We have Mike Harris to thank for amalgamation. Lastman merely showed unimaginative leadership in creating a workable organization for the jumble of smaller municipalities that got thrown into bed together. Mind you, it was likely an impossible job. Thanks again for a huge screw-up, Mikey!
Especially when the lowest-income people tend to not vote at all. Mayoral elections are exceptionally low-turnout. I would love to see data on voting rates in these wards by income.
A better plan would have been to build an LRT in Scarborough; more stations, and the density of the place is nowhere near high enough to justify another white-elephant subway like we have on Sheppard. Also, it’s a hell of a lot cheaper, we could build it without raising new revenue.
It was a provincial amalgamation (Mike Garris). But most of the big ticket items where already amalgamated (i.e. TTC and TPS) so that’s a bit of a scapegoat to blame budget troubles.
I think you don’t really understand scarborough transit patterns. Most of scarborough don’t take transit for a few stops, most are commuters to downtown Toronto. As someone that grew up on college, moved to scarborough for 5 years, and now living in Riverdale, I can totally see why Scarborough would like to see more rapid transit. An LRT if implemented properly can be very efficient, If you add ‘more stops’, then it simply turns into a street car. The most comparable implementation is in Minneapolis. The LRT from the airport is quite efficient, but once it makes it to city center, it’s no better than a street car.
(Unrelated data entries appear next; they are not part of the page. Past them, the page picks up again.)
Issue #1640, opened 2023-07-25
Add fees to outgoing payment


sabineschaller:
## Context

The `sendAmount` field should be called `debitAmount`, because it includes the total amount that is going to be debited from the user's account, including fees.

## Todo

- ~[ ] add `feeId?: uuid` column to outgoing payment table~ (decided against it, it's already on the quote)
- [ ] rename `sendAmount` -> `debitAmount` in outgoing payment response

  ```
    // Outgoing payment response
      {  ...,
          "receiveAmount": {
                  "value": "10000", 
                  "assetCode": "USD",
                  "assetScale": 2
              },
              "debitAmount": {
                  "value": "10310",
                  "assetCode": "USD",
                  "assetScale": 2
              },
              "sentAmount": {
                  "value": "10302",
                  "assetCode": "USD",
                  "assetScale": 2
              }
      }
  ```
- [ ] update docs

Issue #1639, opened 2023-07-25
Calculate and add fees to quote


sabineschaller:
## Context

The `sendAmount` field should be called `debitAmount`, because it includes the total amount that is going to be debited from the user's account, including fees. The sending fees should be added to the `debitAmount` after Rafiki does the rate probe. 

## Todo
- [ ] add `feeId?: uuid` column to quotes table
- [ ] rename `sendAmount` -> `debitAmount` in quote response
- [ ] calculate sending fee based on `feeId`
- [ ] add sending fee to `debitAmount`
  ```
  // Quote response
    {  ...,
       "receiveAmount": {
            "value": "10000",
            "assetCode": "USD",
            "assetScale": 2
        },
        "debitAmount": { //includes all fees
            "value": "10310",
            "assetCode": "USD",
            "assetScale": 2
        }
    }
  ```
- [ ] update docs

PR #1755, opened 2023-08-21
refactor(backend): move fee calculation to backend

BlairCurrey:

- updates to latest open-payments package and openapi schema
- renames `sendAmount` to `debitAmount` across backend
- moves fee calculation to backend on quote create
- fixes fee calculation for cross-currency (different send/receive assets)

## Context

Fixes: https://github.com/interledger/rafiki/issues/1639 and Fixes: https://github.com/interledger/rafiki/issues/1640

There are lots of file changes, but it's mostly renaming. More interesting code changes are the `packages/backend/src/open_payments/quote/service.ts` ones.

## Checklist

- [X] Tests added/updated
- [X] Documentation added
- [X] Postman collection updated


BlairCurrey:
During the course of this issue, we backtracked on adding receiving fees. All fee's are currently sending fees.

Should we make a new tech debt issue to remove all the receiving fee stuff that was added in https://github.com/interledger/rafiki/pull/1702? Such as the type field on the fee table, requiring a type to get the latest feed, the `receivingFee` graphql resolver on `asset`, etc.

I figured we should remove this but Sabine mentioned that its possible we might want them for the mojaloop integration. Thoughts?

packages/backend/src/index.ts
```diff
@@ -342,17 +342,14 @@ export function initIocContainer(
   container.singleton('quoteService', async (deps) => {
     const config = await deps.use('config')
     return await createQuoteService({
-      slippage: config.slippage,
-      quoteLifespan: config.quoteLifespan,
-      quoteUrl: config.quoteUrl,
-      signatureSecret: config.signatureSecret,
-      signatureVersion: config.signatureVersion,
+      config,
```
BlairCurrey, line 345: passed in the entire config so I could more easily override values for testing.

njlie:
> I noticed this when renaming limits... We are storing the limits as jsonb in our database. See
> 
> https://github.com/interledger/rafiki/blob/ef48146aa3a894e86d7ab658b959a797355110b1/packages/auth/migrations/20220504163024_create_accesses_table.js#L1-L7
> 
> This means there will presumably be some existing ones with the `sendAmount` key in testnet, while our application logic now just looks for `debitAmount`. I suspect this will lead to unhandle exceptions in places but not sure exactly how it will materialize beyond that. I figure its probably safer to just write a migration to rename any such keys but figured I'd mention it here first.

Perhaps in the future we could flatten out the `limits` field into a new model so that it could be migrated more easily.

packages/auth/migrations/20230907201006_rename-limits-jsonb-keys.js
```diff
@@ -0,0 +1,21 @@
+exports.up = function (knex) {
+  // renames sendAmount keys (if any) to debitAmount in limits jsonb column
+  return knex('accesses')
+    .update({
+      limits: knex.raw(
+        "limits - 'sendAmount' || jsonb_build_object('debitAmount', limits->'sendAmount')"
+      )
+    })
+    .whereRaw("limits \\? 'sendAmount'")
+}
```
BlairCurrey, line 10: This is hard to read but I could not find a simpler way.

To test I initialized rafiki with this extra test migration (before `20230907201006_rename-limits-jsonb-keys.js`)  which seeds some dummy data: https://gist.github.com/BlairCurrey/094b5df41f36f94befacbf727c3535ef

Then I verified the accesses records matched expectations after rebuilding rafiki from migrations.

packages/backend/src/open_payments/quote/service.ts
```diff
@@ -288,77 +295,58 @@ export async function startQuote(
...
+  if (!maxReceiveAmountValue) {
+    // FixedDelivery
+    const fees = getFees(quote.fee, debitAmountValue)
+    debitAmountValue = BigInt(debitAmountValue) + fees
     if (
-      sendAmount.value !== quote.sendAmount.value ||
-      receiveAmount.value > maxReceiveAmountValue ||
-      receiveAmount.value <= BigInt(0)
+      debitAmountValue < quote.debitAmount.value ||
+      debitAmountValue <= BigInt(0)
```
sabineschaller, line 322: How would that happen?

sabineschaller (commented):
I have to run but here is a first part of a review.

packages/auth/migrations/20230907201006_rename-limits-jsonb-keys.js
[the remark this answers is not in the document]
BlairCurrey: There is some discussion in the main body of the PR. My initial reasoning is here: https://github.com/interledger/rafiki/pull/1755#issuecomment-1710469965

I think it probably is necessary because any existing records will have the old name and the application code has been changed to expect the new one. So it might break something on testnet if we dont do this.

openapi/schemas.yaml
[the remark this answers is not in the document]
BlairCurrey: result of fetching the schemas

packages/backend/migrations/20230904145439_rename-quote-sendamountvalue.js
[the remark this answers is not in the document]
BlairCurrey: For this one I guess we could rename it in the model with a `get` and `set` but I think this is simpler.

packages/backend/src/open_payments/quote/service.ts
```diff
@@ -121,13 +121,19 @@ async function createQuote(
       receiver
     })
 
+    const quoteAssetId = paymentPointer.assetId
```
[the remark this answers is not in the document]
BlairCurrey: I guess it's not necessary, especially since they arent multiple assetId's in play here. I assigned it to a variable because the `setFee` `assetId` and `assetId` inserted into the quote should be the same.

packages/backend/src/open_payments/quote/errors.ts
```diff
@@ -2,7 +2,8 @@ export enum QuoteError {
   UnknownPaymentPointer = 'UnknownPaymentPointer',
   InvalidAmount = 'InvalidAmount',
   InvalidReceiver = 'InvalidReceiver',
-  InactivePaymentPointer = 'InactivePaymentPointer'
+  InactivePaymentPointer = 'InactivePaymentPointer',
+  FeeExceedsReceiveAmount = 'FeeExceedsReceiveAmount'
```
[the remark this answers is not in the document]
BlairCurrey: I think it's a problem in the case of fixed send, where this is thrown.

This error is thrown from a check I moved from the MASE's quote endpoint. Thrown when fees are taken out of the receiveAmount for a fixed send (so when the receive amount would be negative): https://github.com/interledger/rafiki/blob/913bc6a91130254fe042242997fd3f3623f87d6d/localenv/mock-account-servicing-entity/app/routes/quotes.ts#L59-L61

I wonder is if this somehow handled elsewhere in the backend though. Or behaves as intended when not handled. Because if not I it means we currently just trust the the ASE to do this check.

packages/backend/src/open_payments/quote/service.ts
```diff
@@ -59,7 +57,9 @@ async function getQuote(
   deps: ServiceDependencies,
   options: GetOptions
 ): Promise<Quote | undefined> {
-  return Quote.query(deps.knex).get(options).withGraphFetched('asset')
+  return Quote.query(deps.knex)
+    .get(options)
+    .withGraphFetched('[asset, fee.asset]')
```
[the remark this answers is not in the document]
BlairCurrey: Just fee should work. Originally I was thinking I'd use the asset associated with the fee but I did not (and I suppose we could just use the quote one since we know it's the same).

openapi/schemas.yaml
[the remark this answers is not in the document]
BlairCurrey: actually, let me double check. I misread this comment/change

packages/backend/src/open_payments/quote/errors.ts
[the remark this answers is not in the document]
sabineschaller: Oh, I get it. I want to do a fixed send of $1 but the fees would be $1.1.

> Maybe rename to `FeeExceedsFixedSendReceiveAmount`, `NegativeReceiveAmount` or something else?

I like `NegativeReceiveAmount` because its very obvious.

packages/backend/src/open_payments/quote/service.ts
sabineschaller: I didn't realize it was just a refactor. I also looked more closely now and I think you are right. This can probably be removed since it checks the quote after it is returned from the ASE in the current flow.

packages/backend/src/openapi/webhooks.yaml
```diff
@@ -160,7 +160,7 @@ components:
             - createdAt
             - updatedAt
             - expiresAt
-            - sendAmount
+            - debitAmount
```
sabineschaller, line 163: It seems like we have some validation error here. Check in "files changed" if you can't see it here.

packages/backend/src/config/app.ts
```diff
@@ -88,8 +88,6 @@ export const Config = {
   incomingPaymentWorkers: envInt('INCOMING_PAYMENT_WORKERS', 1),
   incomingPaymentWorkerIdle: envInt('INCOMING_PAYMENT_WORKER_IDLE', 200), // milliseconds
 
-  quoteUrl: envString('QUOTE_URL', 'http://127.0.0.1:4001/quote'),
```
sabineschaller, line 91: Can you remove that from the integration docs, please?

packages/auth/migrations/20230907201006_rename-limits-jsonb-keys.js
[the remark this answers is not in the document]
sabineschaller: Makes sense. I wasn't aware of the discussion and didn't think about testnet. My bad.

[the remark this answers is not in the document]
BlairCurrey: No worries... I fee like higher level discussion on PR's on gh is kind of a mess.

packages/backend/src/open_payments/quote/errors.ts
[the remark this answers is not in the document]
BlairCurrey: updated to `NegativeReceiveAmount`

packages/backend/src/config/app.ts
BlairCurrey: Looks like there were a few places to remove that. I also updated the explanation for setting fees in the integration doc https://github.com/interledger/rafiki/pull/1755/commits/e6f6f340651a97455094a1efd3316487481583c4

packages/backend/src/openapi/webhooks.yaml
BlairCurrey: @sabineschaller Hmm, I see it. More details from the CI job show the warning:

    OpenAPI "servers" must be present and non-empty array
 https://github.com/interledger/rafiki/actions/runs/6174411421/job/16758949762?pr=1755#step:6:12

Looks unrelated to this change and we've been getting it for a while:
- 2 months ago: https://github.com/interledger/rafiki/commit/f5c1f6613de348ad0b266bb811c4b8cf5d729524#diff-90da7214f1ef2d21dca042e424b4079b684ab3017fb6c278e4abab4453855f24
- 3 months ago: https://github.com/interledger/rafiki/commit/22ef1dc9f398ed0a036c8fce9eed42f1d8825192#diff-90da7214f1ef2d21dca042e424b4079b684ab3017fb6c278e4abab4453855f24R1

Seems like it needs the `servers` attribute defined like we do in some of our other specs. Not sure what would be appropriate. What about something like this (similar to exchange rate yaml):

```yaml
servers:
  - url: 'https://account-servicing-entity.com/webhooks'
```

packages/backend/src/open_payments/quote/service.ts
BlairCurrey: I could remove this one OK but I tried the same for fixed send and an existing test failed (which was explicitly looking for this case). Perhaps the inputs _shouldn't_ cause these errors but I think it's probably safer to leave them just in case.

packages/backend/src/openapi/webhooks.yaml
BlairCurrey: Found the webhook url in some config files and concluded that url is right. I added it which seems to have fixed the warning.

sabineschaller (dismissed):
LGTM

localenv/mock-account-servicing-entity/app/routes/quotes.ts
```diff
@@ -19,7 +19,7 @@ export type Quote = {
   paymentType: PaymentType
```
mkurapov, line 19: We could remove this file altogether now, right?

packages/backend/src/open_payments/quote/service.ts
```diff
@@ -288,77 +292,58 @@ export async function startQuote(
   }
 }
 
-type QuoteHeaders = {
-  Accept: string
-  'Content-Type': string
-  'Rafiki-Signature'?: string
+function getFees(fee: Fee | undefined, principal: bigint): bigint {
```
mkurapov, line 295: Maybe this method can live in feeService? just a suggestion

mkurapov (commented):
I would also recommend running `pnpm generate:types` in the token-introspection package to update the types properly.

Also, I'm not sure if we discussed, but for the documentation API schema, we should be seeing `sendAmount` be changed to `debitAmount` as well, correct?

mkurapov (dismissed):
🚀

packages/backend/src/open_payments/quote/service.ts
BlairCurrey: I added the method to the model since we already had the fee model here. It felt wrong to pass the fee into the fee service like `feeService.calculate(fee, principal)` or to re-lookup the fee. Later if we just have the `feeId` or `assetId` we can do `feeService.calculate(id, principal)` which gets the fee then calls the `calculate` method.

packages/backend/src/open_payments/quote/service.ts
```diff
@@ -312,7 +303,8 @@ async function finalizeQuote(
 
   if (!maxReceiveAmountValue) {
     // FixedDelivery
-    const fees = getFees(quote.fee, debitAmountValue)
+    // const fees = getFees(quote.fee, debitAmountValue)
```
mkurapov, line 306:
```suggestion
```

mkurapov (approved):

Interesting. I was comparing the proposed LRT versus the proposed subway line. While it might be nice for the people who live close to the three planned subway stations to have super-rapid transit, for those people who live outside of walking distance, they will be just taking the bus again. The seven-stop LRT proposed strikes what I think is a good balance between accessibility and speed. That said, I haven’t ever lived in Scarborough (midtown kid all my life) so I don’t know a ton about the on-the-ground specifics.
Apparently you didn’t bother to read my post before writing about me. The line about Ford’s “hoodie” was a quote from the original article… which I was criticizing.
I can’t find those specific data. However, I did find this data on Mayor Ford’s approval rating done by Forum Research in June 2013: http://www.forumresearch.com/forms/News%20Archives/News%20Releases/98240_Mayoral_Approval_%2806262013%29%28Forum_Research%29.pdf
A few interesting findings: Ford’s approval among people reporting non-European ethnicity is LOWER than among Torontonians in general. Which throws into question the claim that Ford is supposedly popular among visible minorities.
Second, the data by income is not very conclusive. Ford has higher approval among the lowest income group and the highest income group, but the number of people in those categories are too small to draw any conclusions. He does have a lower approval among the $80-250k income group. However, this may be a function of the much stronger impact of education: people with a university degree are much less likely to support Ford.
With regard to voter turnout, it’s worth noting that his approval is extremely low among those people who didn’t vote in the 2010 election.
Anyway, none of these individual-level data lend very much conclusive support to the argument being made in the article.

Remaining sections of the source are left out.